* **Instructions to follow**:
What lines in the records below hold the string "level"? Please show them.

* **Extracted data**:
........

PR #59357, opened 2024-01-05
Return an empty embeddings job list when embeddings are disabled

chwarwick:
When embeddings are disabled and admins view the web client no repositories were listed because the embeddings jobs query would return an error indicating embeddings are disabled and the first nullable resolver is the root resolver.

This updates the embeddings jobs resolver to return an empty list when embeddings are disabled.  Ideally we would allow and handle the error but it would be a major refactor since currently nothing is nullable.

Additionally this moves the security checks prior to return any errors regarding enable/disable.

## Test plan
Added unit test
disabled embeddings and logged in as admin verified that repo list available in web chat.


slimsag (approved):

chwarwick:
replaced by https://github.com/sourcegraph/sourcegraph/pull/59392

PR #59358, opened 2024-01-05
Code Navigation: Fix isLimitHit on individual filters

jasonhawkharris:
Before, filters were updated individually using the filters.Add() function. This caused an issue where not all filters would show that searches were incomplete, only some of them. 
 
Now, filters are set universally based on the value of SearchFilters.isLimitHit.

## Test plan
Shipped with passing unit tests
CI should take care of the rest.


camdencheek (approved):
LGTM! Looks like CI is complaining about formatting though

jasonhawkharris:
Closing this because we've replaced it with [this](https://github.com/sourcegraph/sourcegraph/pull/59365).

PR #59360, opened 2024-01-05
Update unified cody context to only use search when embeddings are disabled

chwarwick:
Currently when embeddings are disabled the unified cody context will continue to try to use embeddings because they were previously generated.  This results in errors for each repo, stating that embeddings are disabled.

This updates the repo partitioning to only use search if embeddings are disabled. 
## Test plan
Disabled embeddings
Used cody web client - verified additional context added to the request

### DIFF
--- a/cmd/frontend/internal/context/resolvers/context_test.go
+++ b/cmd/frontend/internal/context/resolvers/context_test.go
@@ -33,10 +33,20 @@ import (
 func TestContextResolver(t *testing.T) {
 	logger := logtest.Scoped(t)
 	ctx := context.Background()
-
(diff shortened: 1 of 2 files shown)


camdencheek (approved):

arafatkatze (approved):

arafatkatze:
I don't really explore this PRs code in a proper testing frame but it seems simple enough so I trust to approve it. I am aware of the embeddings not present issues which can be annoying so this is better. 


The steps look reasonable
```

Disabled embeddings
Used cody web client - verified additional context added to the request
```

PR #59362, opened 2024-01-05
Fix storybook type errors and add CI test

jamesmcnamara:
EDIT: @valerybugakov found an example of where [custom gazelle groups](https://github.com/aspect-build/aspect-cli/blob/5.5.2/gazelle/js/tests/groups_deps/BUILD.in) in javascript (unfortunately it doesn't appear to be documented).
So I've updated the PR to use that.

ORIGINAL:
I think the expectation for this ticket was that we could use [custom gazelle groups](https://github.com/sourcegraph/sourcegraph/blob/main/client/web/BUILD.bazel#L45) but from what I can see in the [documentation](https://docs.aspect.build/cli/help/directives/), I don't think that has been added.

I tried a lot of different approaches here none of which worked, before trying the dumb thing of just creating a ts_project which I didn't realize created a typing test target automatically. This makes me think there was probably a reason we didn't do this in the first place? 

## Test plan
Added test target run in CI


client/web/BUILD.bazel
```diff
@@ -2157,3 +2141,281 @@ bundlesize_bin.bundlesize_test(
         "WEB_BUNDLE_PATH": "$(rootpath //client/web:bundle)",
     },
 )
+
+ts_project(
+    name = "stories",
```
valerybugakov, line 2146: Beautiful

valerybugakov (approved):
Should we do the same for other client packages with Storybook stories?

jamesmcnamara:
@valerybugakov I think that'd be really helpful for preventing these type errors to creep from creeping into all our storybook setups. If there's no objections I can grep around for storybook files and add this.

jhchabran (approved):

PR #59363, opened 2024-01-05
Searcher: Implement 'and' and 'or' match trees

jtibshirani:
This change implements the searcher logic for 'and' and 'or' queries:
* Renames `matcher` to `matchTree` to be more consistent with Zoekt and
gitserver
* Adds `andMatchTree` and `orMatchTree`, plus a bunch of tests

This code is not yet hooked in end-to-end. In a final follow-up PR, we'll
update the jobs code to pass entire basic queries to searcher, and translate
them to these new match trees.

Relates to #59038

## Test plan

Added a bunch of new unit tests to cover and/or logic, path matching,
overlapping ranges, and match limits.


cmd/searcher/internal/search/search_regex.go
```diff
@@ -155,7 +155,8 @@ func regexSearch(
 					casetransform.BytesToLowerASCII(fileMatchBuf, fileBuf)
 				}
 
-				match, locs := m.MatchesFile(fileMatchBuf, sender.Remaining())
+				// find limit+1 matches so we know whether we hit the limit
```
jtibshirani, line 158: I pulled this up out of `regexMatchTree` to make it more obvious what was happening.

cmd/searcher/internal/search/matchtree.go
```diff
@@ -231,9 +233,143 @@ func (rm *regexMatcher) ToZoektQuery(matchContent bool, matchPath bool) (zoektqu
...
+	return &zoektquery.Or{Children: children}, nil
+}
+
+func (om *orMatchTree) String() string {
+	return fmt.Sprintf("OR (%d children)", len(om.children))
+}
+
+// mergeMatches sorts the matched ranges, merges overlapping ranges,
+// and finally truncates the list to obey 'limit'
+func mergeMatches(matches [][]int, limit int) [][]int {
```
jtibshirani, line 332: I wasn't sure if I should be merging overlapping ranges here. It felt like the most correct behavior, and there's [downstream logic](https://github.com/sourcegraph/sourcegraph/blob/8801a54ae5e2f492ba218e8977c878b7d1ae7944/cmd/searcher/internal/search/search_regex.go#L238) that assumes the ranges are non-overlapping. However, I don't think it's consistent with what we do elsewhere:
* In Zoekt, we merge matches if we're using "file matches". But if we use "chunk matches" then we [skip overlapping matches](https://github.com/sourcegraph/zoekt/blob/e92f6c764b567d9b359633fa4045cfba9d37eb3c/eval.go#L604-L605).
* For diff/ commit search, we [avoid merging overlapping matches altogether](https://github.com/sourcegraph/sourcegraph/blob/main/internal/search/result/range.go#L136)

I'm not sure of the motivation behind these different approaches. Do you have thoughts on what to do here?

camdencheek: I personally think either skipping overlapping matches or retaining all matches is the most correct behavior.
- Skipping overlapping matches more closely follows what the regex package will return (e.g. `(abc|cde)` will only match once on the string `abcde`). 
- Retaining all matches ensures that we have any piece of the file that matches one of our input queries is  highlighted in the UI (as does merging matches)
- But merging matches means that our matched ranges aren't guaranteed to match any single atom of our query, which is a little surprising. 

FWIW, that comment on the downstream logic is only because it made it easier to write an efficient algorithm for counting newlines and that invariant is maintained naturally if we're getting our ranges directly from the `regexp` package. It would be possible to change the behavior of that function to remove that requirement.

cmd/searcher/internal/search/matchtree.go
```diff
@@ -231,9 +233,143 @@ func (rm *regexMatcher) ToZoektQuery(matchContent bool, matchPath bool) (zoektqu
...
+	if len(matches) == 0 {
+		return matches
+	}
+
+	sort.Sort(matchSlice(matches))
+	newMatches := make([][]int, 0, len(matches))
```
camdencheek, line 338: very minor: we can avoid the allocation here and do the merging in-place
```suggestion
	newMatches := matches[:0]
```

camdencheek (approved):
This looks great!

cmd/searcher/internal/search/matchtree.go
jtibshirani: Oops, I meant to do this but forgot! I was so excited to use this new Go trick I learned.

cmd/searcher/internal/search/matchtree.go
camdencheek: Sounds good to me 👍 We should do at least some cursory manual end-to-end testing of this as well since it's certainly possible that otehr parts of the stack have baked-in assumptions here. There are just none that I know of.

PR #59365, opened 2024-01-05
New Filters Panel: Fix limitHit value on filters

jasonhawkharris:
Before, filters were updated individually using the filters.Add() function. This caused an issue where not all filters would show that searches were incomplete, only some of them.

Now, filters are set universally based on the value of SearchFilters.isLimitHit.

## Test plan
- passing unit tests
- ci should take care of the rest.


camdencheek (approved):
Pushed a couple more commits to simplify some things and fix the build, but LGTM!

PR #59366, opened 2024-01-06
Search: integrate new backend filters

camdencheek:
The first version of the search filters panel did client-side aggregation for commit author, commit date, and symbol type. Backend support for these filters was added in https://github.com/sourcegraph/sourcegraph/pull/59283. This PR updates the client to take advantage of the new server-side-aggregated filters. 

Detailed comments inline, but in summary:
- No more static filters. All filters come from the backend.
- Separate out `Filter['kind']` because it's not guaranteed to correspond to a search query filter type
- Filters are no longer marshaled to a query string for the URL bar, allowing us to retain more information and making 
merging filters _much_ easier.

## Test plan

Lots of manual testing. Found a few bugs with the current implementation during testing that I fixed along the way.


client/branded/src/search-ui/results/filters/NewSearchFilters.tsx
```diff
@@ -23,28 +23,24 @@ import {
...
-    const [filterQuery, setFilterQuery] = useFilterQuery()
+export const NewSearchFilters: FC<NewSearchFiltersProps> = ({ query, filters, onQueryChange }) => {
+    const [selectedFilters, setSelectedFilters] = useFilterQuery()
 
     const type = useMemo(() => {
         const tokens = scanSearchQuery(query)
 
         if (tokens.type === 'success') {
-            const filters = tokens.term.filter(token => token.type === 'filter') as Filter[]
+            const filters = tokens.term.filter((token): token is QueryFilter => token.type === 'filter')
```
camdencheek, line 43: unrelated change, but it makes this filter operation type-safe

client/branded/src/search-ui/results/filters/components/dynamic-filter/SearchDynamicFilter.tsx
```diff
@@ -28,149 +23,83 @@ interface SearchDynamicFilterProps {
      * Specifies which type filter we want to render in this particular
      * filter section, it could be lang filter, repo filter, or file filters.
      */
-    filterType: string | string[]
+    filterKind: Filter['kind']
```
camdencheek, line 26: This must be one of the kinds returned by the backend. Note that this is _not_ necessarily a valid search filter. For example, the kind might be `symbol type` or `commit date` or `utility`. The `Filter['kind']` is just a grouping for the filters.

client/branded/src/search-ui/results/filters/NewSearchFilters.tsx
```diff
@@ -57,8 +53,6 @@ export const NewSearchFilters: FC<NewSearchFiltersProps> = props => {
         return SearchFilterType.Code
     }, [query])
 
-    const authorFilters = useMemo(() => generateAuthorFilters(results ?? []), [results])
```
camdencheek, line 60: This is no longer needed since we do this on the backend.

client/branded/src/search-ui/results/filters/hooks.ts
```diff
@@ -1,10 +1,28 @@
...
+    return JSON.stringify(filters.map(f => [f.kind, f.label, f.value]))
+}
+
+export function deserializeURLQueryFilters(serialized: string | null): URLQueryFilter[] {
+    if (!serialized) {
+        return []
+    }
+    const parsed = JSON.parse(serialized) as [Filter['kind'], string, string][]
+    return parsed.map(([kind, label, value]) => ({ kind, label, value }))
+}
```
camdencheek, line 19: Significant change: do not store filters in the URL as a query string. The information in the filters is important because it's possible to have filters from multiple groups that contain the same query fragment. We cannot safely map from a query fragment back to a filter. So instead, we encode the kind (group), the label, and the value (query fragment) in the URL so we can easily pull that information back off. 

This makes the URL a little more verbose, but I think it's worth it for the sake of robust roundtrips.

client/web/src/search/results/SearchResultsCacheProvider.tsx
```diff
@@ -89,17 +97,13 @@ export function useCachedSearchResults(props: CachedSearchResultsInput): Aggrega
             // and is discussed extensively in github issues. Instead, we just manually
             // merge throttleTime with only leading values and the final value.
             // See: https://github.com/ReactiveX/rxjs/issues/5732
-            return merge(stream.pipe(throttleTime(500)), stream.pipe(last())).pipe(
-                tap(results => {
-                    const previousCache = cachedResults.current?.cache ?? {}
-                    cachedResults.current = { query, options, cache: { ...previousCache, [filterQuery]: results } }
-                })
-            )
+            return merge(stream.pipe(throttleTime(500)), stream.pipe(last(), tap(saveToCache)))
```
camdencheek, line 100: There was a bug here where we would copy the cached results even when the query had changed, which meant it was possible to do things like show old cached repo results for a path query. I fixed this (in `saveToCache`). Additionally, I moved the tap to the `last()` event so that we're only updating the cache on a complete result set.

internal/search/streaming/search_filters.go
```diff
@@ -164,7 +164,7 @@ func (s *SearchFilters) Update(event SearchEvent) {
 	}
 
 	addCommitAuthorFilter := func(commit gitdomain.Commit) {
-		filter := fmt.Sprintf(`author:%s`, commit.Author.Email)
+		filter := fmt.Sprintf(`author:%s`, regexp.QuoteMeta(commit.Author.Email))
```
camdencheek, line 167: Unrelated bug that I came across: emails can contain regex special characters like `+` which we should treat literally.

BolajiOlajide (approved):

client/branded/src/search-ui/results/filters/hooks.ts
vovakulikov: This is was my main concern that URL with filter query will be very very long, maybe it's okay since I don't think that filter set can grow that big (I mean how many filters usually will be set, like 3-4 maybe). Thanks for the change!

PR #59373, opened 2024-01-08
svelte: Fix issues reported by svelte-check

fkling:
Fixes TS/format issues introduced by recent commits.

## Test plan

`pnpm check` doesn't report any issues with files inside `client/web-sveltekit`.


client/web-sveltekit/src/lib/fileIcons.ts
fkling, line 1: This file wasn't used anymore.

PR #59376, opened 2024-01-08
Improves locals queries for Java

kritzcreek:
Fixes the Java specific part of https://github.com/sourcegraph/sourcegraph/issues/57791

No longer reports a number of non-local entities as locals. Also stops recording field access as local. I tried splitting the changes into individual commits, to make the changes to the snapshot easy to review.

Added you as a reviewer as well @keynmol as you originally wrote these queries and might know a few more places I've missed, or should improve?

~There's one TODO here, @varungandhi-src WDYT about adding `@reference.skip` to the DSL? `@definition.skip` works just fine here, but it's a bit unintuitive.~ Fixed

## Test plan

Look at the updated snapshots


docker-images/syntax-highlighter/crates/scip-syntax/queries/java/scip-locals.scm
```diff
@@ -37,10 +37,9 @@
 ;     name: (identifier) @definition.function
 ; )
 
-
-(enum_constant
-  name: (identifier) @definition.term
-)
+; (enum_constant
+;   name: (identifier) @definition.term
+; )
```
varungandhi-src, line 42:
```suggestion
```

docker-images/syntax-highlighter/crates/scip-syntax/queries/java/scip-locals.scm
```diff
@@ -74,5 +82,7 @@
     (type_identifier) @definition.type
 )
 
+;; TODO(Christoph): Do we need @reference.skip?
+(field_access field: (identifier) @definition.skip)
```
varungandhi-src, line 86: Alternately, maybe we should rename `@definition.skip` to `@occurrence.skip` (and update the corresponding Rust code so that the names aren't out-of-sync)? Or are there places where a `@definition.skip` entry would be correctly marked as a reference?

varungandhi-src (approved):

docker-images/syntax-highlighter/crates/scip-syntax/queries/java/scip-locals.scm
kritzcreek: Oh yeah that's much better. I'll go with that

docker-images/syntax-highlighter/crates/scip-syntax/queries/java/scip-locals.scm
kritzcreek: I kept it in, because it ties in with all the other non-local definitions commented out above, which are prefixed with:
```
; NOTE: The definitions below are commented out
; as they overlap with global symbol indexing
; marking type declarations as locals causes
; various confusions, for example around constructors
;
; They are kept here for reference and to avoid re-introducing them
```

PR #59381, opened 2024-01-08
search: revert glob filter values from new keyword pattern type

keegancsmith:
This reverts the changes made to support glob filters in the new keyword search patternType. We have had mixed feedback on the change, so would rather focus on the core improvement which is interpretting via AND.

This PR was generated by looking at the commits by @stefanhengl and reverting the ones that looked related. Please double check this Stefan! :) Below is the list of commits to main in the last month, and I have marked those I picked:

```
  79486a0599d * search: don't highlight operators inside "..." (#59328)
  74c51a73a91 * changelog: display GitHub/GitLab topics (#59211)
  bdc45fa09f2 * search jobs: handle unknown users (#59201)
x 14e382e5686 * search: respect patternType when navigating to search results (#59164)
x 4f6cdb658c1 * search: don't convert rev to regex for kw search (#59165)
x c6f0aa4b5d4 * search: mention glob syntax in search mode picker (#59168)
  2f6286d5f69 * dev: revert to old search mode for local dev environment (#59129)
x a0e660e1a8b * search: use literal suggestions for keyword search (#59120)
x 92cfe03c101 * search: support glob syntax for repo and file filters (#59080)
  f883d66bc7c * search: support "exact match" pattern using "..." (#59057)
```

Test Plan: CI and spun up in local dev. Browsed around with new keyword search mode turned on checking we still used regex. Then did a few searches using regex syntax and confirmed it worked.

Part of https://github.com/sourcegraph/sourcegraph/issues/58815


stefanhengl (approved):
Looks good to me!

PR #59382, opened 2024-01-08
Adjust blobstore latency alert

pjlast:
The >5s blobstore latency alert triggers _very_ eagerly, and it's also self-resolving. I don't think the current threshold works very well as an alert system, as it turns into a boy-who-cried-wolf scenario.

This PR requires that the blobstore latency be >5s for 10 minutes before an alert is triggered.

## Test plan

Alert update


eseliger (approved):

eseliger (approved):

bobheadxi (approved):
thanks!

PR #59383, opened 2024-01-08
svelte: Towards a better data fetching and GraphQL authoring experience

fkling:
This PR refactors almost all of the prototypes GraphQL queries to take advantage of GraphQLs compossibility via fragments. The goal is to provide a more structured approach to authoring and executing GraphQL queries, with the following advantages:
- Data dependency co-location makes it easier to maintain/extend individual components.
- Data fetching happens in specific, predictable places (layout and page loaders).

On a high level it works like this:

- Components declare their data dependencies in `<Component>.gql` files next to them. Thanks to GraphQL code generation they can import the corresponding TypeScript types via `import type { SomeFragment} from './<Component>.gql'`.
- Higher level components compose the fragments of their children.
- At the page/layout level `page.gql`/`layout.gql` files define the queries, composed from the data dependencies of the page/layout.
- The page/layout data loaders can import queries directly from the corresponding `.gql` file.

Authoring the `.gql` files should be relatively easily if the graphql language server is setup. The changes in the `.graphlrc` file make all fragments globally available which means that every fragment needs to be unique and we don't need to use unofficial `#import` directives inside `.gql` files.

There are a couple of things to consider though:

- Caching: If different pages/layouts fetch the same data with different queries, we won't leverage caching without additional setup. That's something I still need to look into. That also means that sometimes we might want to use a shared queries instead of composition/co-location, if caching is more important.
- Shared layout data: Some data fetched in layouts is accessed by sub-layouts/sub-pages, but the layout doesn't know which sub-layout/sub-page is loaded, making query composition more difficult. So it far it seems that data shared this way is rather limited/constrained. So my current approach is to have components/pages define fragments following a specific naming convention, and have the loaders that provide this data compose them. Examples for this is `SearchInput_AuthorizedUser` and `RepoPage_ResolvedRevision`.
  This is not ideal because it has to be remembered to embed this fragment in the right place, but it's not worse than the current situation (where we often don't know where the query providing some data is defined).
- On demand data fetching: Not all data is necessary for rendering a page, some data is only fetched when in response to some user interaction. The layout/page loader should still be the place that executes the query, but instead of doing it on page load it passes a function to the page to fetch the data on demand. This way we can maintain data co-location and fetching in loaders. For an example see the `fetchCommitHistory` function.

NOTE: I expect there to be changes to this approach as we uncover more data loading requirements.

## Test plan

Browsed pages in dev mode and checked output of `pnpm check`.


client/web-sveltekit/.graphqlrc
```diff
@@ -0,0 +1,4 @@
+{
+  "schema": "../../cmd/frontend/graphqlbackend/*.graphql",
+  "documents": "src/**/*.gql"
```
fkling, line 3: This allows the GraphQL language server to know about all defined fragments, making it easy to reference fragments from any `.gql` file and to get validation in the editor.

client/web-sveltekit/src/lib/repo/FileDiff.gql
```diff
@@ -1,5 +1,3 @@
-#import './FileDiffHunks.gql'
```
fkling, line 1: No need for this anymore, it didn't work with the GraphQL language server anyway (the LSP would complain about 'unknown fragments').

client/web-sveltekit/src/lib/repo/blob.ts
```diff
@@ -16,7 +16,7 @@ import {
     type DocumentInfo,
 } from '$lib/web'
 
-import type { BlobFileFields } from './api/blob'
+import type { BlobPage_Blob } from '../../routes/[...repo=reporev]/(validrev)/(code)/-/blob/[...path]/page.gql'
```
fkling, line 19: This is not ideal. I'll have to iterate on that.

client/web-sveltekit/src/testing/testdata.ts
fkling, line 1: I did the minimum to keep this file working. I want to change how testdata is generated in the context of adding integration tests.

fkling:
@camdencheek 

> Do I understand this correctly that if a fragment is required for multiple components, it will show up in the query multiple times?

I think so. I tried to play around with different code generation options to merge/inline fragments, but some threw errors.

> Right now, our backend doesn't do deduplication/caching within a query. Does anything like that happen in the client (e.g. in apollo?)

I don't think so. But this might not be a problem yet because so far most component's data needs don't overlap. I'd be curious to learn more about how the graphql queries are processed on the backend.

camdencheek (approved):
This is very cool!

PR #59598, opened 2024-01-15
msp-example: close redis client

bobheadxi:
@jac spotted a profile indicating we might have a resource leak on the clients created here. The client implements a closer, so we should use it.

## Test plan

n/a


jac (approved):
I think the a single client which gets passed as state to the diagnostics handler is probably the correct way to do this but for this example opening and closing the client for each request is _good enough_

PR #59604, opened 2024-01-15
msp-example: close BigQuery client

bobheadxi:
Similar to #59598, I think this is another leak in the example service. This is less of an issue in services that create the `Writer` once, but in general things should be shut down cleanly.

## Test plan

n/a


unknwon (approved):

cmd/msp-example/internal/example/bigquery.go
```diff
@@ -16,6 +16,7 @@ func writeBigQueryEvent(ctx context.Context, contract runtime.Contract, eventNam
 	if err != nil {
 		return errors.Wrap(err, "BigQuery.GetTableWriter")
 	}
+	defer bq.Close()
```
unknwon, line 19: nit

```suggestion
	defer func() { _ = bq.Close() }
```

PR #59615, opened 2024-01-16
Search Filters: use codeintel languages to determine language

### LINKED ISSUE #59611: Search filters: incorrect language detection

........

* **Task result**:
On a high level it works like this:
- Higher level components compose the fragments of their children.
- At the page/layout level `page.gql`/`layout.gql` files define the queries, composed from the data dependencies of the page/layout.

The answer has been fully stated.